Global Service Event Handler Option |
Format: |
global_service_event_handler=<command> |
Example: |
global_service_event_handler=log-service-event-to-db |
This option allows you to specify a service event handler command that is to be run for every service state change. The global event handler is executed immediately prior to the event handler that you have optionally specified in each service definition. The command argument is the short name of a command definition that you define in your host configuration file. More information on event handlers can be found here.
Format: |
sleep_time=<seconds> |
Example: |
sleep_time=1 |
This is the number of seconds that NetSaint will sleep before checking to see if the next service check in the
scheduling queue should be executed. Note that NetSaint will only sleep after it "catches up" with queued
service checks that have fallen behind.
Service Interleave Factor |
Format: |
service_interleave_factor=<s|n> |
Example: |
service_interleave_factor=s |
This variable determines how service checks are interleaved. Interleaving allows for a more even distribution of service checks, reduced load on remote hosts, and faster overall detection of host problems. With the introduction of service check parallelization, remote hosts could get bombarded with checks if interleaving was not implemented. This could cause the service checks to fail or return incorrect results if the remote host was overloaded with processing other service check requests. Setting this value to 1 is equivalent to not interleaving the service checks (this is how versions of NetSaint previous to 0.0.5 worked). Set this value to s (smart) for automatic calculation of the interleave factor unless you have a specific reason to change it. The best way to understand how interleaving works is to watch the status CGI (detailed view) when NetSaint is just starting. You should see that the service check results are spread out as they begin to appear.

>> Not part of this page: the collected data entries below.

PR #3824, opened 2024-05-19
Clarify Link Obj parameters as best we can (3.0.4)

handrews:
Fixes:
* #1143 
* #3276 

This acknowledges the ambiguity in the key and value syntax of the Link Object's `parameter` field, and provides a bit of guidance on how to implement it.  Sadly it is not possible to fully solve in a point release.

Issue #3276, opened 2023-05-11
Clarify parsing ambiguity of "parameters" in Link Object


handrews:
The question came up in today's call about fields that could take either a literal value or a runtime expression.  The `parameters` field in the Link Object allows this.  Probably we should clarify that anything that parses as a runtime expression SHOULD (MUST?) be handled that way, and that it's therefore not possible to specify a literal value that looks like a runtime expression (since creating an escaping syntax would require a minor version increment).

cc @webron @mkistler

handrews:
There's a further ambiguity: the property names under `parameters` are either parameter names or qualified with the parameter's `in` field, e.g. `path.id` vs `query.id`.  Parameter names are strings without any restrictions other than that imposed by their locations, and `.` is a valid character in at least the path and query parameter names.

In this case, there's an easy solution which is that if you (for some bizarre reason) have a parameter named `path.id`, then to reference it you would always qualifiy it (`path.path.id`, or I guess if you're particularly mind-bending ,`query.path.id`).

handrews:
PRs merged – closing!

Issue #1143, opened 2017-06-03
Problems in parameters field type for Link Object


timburks:
Found in Version 3.0.0-rc2

<img width="943" alt="screen shot 2017-06-03 at 9 27 21 am" src="https://cloud.githubusercontent.com/assets/405/26755311/9e88ca16-483f-11e7-8a70-d3981cbbeda7.png">

I guess this was intended to be `Map[string, Any|{expression}]`.

But would `Map[string,{expression}]` suffice?

darrelmiller:
The `Any` was included to allow linked operations to have certain parameters be provided with constant values.  The runtime expression syntax doesn't allow for expressing constant values.

It does the beg the question, how does tooling distinguish between a mistyped expression and literal string.  My initial thought would be to check the first character for a $ and then attempt to interpret it as an expression.  This does mean that strings that start with "$" would not be valid literal values.  Not exactly ideal.

handrews:
PRs merged – closing!

PR #3884, opened 2024-06-04
Clarify Link Obj parameters as best we can (3.2.0 port of #3824)

handrews:
Ports:
* #3824

Fixes:
* #1143 
* #3276 

This acknowledges the ambiguity in the key and value syntax of the Link Object's `parameter` field, and provides a bit of guidance on how to implement it.  Sadly it is not possible to fully solve in a point release.


lornajane (approved):
Thanks again!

- n = A number greater than or equal to 1 that specifies the interleave factor to use. An interleave factor of 1 is equivalent to not interleaving the service checks.
- s = Use a "smart" interleave factor calculation (default)
Maximum Concurrent Service Checks |
Format: |
max_concurrent_checks=<max_checks> |
Example: |
max_concurrent_checks=20 |
This option allows you to specify the maximum number of service checks that can be run in parallel at any given time. Specifying a value of 1 for this variable essentially prevents any service checks from being parallelized. You'll have to modify this value based on the system resources you have available on the machine that runs NetSaint, as it directly affects the maximum load that will be imposed on the system (processor utilization, memory, etc.).
Format: |
service_reaper_frequency=<frequency_in_seconds> |
Example: |
service_reaper_frequency=10 |
This option allows you to control the frequency in seconds of service "reaper" events. "Reaper" events process the results from parallelized service checks that have finished executing. These events consitute the core of the monitoring logic in NetSaint.